Sure, it took too long to stop Madoff, and too many warning signs were missed, but all things considered a Ponzi scheme is easy to spot. The underlying business is either non-existent, or cannot be scaled to absorb the investment and produce the results that could honor the increasing claims from investors. Early on, the going is good, and redemptions are not an issue. As investment and growth accelerate, doubts rise because of "too good to be true," etc. and before you know it, redemptions grow and begin to cause pain. Then word gets out, and you now have a substantial pile-up of financial losses that was entirely predictable, and therefore preventable, and should not have happened but for the inability to do proper due diligence. Enter regulation and enforcement. We still need to learn to catch them sooner.

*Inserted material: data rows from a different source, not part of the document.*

PR #986, opened 2023-03-23
Remove jsperf.com links from README.md.

simi:
- service is not available anymore

If the code hosted at those links is available anywhere, I can try to help to port it to other service (like http://jsben.ch/, https://perf.link/, https://jsbench.me/, ...).

### DIFF
--- a/README.md
+++ b/README.md
@@ -1,11 +1,11 @@
 Parse CSV with JavaScript
 ========================================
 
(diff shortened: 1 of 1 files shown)


pokoli:
Thanks for your contribution. 

I do not think we have the code available somewhere else.

gabe565:
It looks like jsPerf has moved from jsperf.com to jsperf.app. I'm not sure if they still work as intended, but here are the new benchmark links:

- https://jsperf.app/javascript-csv-parsers/4
- https://jsperf.app/javascript-csv-parsers/3

PR #987, opened 2023-03-24
Fix for polluted Array

ponny:
We have some helper methods on our Array object.  Papaparse started blowing up with the latest update (seems to be from [this commit](https://github.com/mholt/PapaParse/commit/c1cbe16636be146f5f1d321cdd7cbddc9143b045)).

This bugfix updates the for loop to only interate over the array's elements, not the properties of the Array object.

Here's my testing sandbox, if you want to have a play: https://codesandbox.io/s/zealous-liskov-nuj41l?file=/src/index.js

I don't contribute to OSS often so this is quite new to me.  I'm happy to take any feedback on my pull.

### DIFF
--- a/papaparse.js
+++ b/papaparse.js
@@ -1476,7 +1476,7 @@ License: MIT
 				var headerCount = {};
 				var duplicateHeaders = false;
 
-				for (var j in headers) {
+				for (var j = 0; j < headers.length; j++) {
 					var header = headers[j];
 					if (isFunction(config.transformHeader))
 						header = config.transformHeader(header, j);
--- a/papaparse.js
+++ b/papaparse.js
@@ -1476,6 +1476,7 @@ License: MIT
 				var headerCount = {};
 				var duplicateHeaders = false;
 
+				// Using old-style 'for' loop to avoid prototype pollution that would be picked up with 'var j in headers'
 				for (var j = 0; j < headers.length; j++) {
 					var header = headers[j];
 					if (isFunction(config.transformHeader))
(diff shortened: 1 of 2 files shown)


pokoli:
I will be happy to include this, but just without the test suite. 
I do not think we want to explicity support the other properties but I can leave with the different for loop if that works for it. 
Could you add a comment in the code explaining why it is needed? Thanks.

ponny:
> I will be happy to include this, but just without the test suite. I do not think we want to explicity support the other properties but I can leave with the different for loop if that works for it. Could you add a comment in the code explaining why it is needed? Thanks.

Okay, it's your lib so I'll do it if you insist. Hear me out first though... :-)

Adding some methods to the Array prototype is a fairly common pattern.  It's how some old libaries like [Prototype](http://prototypejs.org/) work plus there's a a _heap_ of examples on StackOverflow where they suggest [polyfilling the Array prototype](https://stackoverflow.com/questions/51244103/confused-about-polyfill-of-array-prototype-reduce).   Also I worry that if I yank the test case, another loop could be added and break the functionality again.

A product-based illegal pyramid is much harder to spot, and there is not one single train wreck at the end. Instead there is a fractal pattern of ongoing failure, and mostly people who are embarrassed to admit failure, and would sooner forget than complain. But the industry stats are that 9 out of 10 people fail, so these small investments are hugely rewarding for those at the top. Companies base their business model on this predictable failure, and deceitful presentations combined with lack of disclosure allow this go on for a long time. Indicators of problems include up-front payments, or ongoing "maintenance" fees, renewal fees, etc., and also wildly overpriced products, where the padding of the price fuels the money game. It's like the selling of shovels in the gold rush. In other words, believe in the opportunity, but pay me cash up front - there's gold in them thar hills! The fact that the failure is so dispersed, and not a single train wreck at the end, makes it harder to spot.

The facts are that many people fail, which would be no problem if it did not cost them money. It's the combination of deceit and financial damage which correctly invites regulation. The failures of prior attempts are evident. Will anything change this time?


It's the fractal nature of failure that makes bad MLMs so hard to spot for the uneducated lay person who is trying to make a business decision. But there are tip offs. There are "good" pyramids and bad. General Motors, the government, and even Pershing Square are pyramidal in shape: I assure you that Bill Ackman makes more than his receptionist, and if she did not add more value than they pay her, she would not last. Illegal pyramids are based on fraud and deceit, and cause widespread financial damage. Once trouble starts, it tends to quickly get compounded, and an FTC investigation may trigger state AGs, or an SEC action, not to mention a rush for the exits by the representatives, distributors, customers, who look for a more stable venue. Once all these factors play together, rapid endings are not all that uncommon. The move from $80 to $50 could be slower than the move from $50 to $20, or even $10, or Bill Ackman's favorite: $0.

Disclosure: I have no positions in any stocks mentioned, and no plans to initiate any positions within the next 72 hours. I wrote this article myself, and it expresses my own opinions. I am not receiving compensation for it (other than from Seeking Alpha). I have no business relationship with any company whose stock is mentioned in this article.

Additional disclosure: I have had MLM experience, and currently still use some excellent products that are distributed through MLM. I also participate in a customer referral program with multi-level compensation.